*** Opening of LISTED ENTRIES ***
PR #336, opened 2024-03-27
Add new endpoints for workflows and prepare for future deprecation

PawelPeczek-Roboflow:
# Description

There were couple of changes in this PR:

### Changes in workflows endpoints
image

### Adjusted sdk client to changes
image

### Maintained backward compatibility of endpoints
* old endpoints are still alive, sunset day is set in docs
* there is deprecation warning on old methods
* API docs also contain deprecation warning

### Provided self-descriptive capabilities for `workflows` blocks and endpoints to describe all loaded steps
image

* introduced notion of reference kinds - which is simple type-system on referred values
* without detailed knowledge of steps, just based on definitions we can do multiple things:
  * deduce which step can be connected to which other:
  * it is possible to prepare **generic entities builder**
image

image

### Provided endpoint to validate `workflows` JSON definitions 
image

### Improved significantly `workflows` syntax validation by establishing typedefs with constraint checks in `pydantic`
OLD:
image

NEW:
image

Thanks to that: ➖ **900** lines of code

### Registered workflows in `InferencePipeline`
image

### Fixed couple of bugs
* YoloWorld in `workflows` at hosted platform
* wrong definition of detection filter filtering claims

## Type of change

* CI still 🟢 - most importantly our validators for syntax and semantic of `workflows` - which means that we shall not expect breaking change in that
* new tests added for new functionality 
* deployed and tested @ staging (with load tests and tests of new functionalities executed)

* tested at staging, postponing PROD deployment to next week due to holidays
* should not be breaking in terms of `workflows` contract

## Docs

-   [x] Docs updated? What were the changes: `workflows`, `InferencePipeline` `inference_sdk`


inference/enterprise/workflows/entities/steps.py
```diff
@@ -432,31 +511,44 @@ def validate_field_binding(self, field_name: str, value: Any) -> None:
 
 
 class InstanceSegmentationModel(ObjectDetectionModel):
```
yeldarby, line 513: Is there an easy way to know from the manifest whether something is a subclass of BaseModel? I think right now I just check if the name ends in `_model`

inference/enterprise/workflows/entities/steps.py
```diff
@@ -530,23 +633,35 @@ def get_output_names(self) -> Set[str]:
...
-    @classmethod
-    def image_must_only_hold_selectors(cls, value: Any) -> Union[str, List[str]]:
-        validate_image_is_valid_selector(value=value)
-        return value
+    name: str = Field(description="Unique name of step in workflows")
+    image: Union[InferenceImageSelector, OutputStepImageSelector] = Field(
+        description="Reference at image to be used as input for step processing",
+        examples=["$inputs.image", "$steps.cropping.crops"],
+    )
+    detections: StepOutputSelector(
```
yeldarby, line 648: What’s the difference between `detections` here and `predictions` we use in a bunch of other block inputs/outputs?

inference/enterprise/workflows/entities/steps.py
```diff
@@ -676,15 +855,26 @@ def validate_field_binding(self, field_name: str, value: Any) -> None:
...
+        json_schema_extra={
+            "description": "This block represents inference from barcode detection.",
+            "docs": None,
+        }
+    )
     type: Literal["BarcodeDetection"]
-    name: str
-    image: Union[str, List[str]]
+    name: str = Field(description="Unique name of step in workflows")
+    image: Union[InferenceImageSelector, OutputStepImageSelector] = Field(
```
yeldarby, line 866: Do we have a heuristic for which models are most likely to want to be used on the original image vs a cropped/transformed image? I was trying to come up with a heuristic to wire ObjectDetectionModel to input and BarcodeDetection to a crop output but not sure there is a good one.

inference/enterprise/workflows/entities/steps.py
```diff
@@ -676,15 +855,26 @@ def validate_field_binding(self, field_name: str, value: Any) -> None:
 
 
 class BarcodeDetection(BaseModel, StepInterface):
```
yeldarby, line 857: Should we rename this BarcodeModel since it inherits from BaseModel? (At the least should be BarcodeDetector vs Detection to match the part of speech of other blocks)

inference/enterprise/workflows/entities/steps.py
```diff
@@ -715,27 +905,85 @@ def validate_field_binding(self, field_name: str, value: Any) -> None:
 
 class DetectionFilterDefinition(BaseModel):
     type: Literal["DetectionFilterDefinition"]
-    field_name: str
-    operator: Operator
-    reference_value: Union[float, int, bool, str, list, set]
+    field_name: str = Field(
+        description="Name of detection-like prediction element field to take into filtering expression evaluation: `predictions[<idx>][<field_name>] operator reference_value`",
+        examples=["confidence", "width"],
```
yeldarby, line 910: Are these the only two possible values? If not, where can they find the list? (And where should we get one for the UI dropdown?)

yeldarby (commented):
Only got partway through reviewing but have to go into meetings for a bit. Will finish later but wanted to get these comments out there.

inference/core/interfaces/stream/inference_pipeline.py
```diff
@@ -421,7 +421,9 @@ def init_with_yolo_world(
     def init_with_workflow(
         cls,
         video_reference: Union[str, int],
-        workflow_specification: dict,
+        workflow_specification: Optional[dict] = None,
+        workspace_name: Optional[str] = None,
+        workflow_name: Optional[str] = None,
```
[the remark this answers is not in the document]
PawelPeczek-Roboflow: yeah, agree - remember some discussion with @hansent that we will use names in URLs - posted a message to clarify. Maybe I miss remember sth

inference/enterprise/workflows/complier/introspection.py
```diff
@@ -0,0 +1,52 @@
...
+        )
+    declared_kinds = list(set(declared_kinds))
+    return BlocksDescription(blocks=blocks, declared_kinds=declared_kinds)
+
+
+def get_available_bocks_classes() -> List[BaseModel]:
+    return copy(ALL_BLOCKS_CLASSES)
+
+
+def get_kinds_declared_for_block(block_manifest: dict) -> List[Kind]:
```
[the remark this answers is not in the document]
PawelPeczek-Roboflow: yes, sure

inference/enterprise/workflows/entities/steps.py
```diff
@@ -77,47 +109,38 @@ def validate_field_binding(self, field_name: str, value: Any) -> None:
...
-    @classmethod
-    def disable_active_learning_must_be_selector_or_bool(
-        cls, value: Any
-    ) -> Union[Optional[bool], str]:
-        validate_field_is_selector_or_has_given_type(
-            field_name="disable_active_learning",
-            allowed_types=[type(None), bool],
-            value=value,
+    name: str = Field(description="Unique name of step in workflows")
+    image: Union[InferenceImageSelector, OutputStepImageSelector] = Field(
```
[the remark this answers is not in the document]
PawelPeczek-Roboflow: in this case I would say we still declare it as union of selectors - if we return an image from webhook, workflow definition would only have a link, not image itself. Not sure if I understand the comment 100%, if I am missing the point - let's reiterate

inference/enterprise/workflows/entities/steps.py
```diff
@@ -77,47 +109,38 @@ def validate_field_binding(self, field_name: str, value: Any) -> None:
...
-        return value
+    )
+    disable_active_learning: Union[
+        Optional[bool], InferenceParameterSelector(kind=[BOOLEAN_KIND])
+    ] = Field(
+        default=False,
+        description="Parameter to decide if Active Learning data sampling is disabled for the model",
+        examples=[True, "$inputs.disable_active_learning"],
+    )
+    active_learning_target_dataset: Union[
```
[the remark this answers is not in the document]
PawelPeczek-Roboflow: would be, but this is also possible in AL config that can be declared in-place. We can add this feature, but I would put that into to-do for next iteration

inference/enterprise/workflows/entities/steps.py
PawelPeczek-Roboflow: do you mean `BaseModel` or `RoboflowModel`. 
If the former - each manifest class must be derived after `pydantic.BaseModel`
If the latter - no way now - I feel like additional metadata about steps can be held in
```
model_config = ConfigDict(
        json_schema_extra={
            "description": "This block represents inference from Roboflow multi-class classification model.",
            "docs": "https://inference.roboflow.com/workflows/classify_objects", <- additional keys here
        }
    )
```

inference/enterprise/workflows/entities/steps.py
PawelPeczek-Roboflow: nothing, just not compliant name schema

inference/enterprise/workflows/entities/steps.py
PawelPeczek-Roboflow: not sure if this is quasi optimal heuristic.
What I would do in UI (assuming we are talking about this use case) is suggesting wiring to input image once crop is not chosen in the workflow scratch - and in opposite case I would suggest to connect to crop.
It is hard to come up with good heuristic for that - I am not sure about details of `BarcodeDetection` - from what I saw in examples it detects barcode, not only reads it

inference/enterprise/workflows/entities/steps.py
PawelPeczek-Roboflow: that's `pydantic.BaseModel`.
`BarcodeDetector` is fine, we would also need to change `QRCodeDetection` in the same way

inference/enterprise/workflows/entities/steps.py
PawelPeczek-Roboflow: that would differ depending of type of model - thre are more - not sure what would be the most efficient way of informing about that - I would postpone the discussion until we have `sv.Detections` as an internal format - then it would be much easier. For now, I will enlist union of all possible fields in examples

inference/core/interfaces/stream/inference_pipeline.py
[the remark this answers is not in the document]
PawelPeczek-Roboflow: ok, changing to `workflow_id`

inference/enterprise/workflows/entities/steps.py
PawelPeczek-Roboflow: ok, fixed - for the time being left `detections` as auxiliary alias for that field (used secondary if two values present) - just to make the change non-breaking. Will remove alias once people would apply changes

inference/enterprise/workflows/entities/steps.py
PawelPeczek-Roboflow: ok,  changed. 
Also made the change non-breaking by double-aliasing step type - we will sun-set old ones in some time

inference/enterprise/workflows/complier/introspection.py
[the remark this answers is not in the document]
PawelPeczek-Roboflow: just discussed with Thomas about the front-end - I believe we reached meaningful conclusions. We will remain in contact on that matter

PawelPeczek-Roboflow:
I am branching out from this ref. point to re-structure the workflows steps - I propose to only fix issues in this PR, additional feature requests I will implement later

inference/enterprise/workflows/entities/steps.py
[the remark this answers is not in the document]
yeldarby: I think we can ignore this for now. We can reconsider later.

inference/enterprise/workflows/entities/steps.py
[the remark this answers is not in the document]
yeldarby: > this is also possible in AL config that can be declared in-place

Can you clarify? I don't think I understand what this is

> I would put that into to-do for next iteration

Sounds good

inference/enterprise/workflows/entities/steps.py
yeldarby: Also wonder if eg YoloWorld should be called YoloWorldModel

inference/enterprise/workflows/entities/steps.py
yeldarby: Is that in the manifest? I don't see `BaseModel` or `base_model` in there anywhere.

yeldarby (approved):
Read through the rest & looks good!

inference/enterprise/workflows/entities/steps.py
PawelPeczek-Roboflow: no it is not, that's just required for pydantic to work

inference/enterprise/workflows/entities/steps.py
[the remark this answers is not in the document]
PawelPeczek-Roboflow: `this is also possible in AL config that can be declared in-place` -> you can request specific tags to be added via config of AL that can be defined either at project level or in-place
*** Close of LISTED ENTRIES ***
PROBLEM TO WORK ON: What lines above hold the word "prepare"? List them all.

OUTPUT:
Add new endpoints for workflows and prepare for future deprecation
  * it is possible to prepare **generic entities builder**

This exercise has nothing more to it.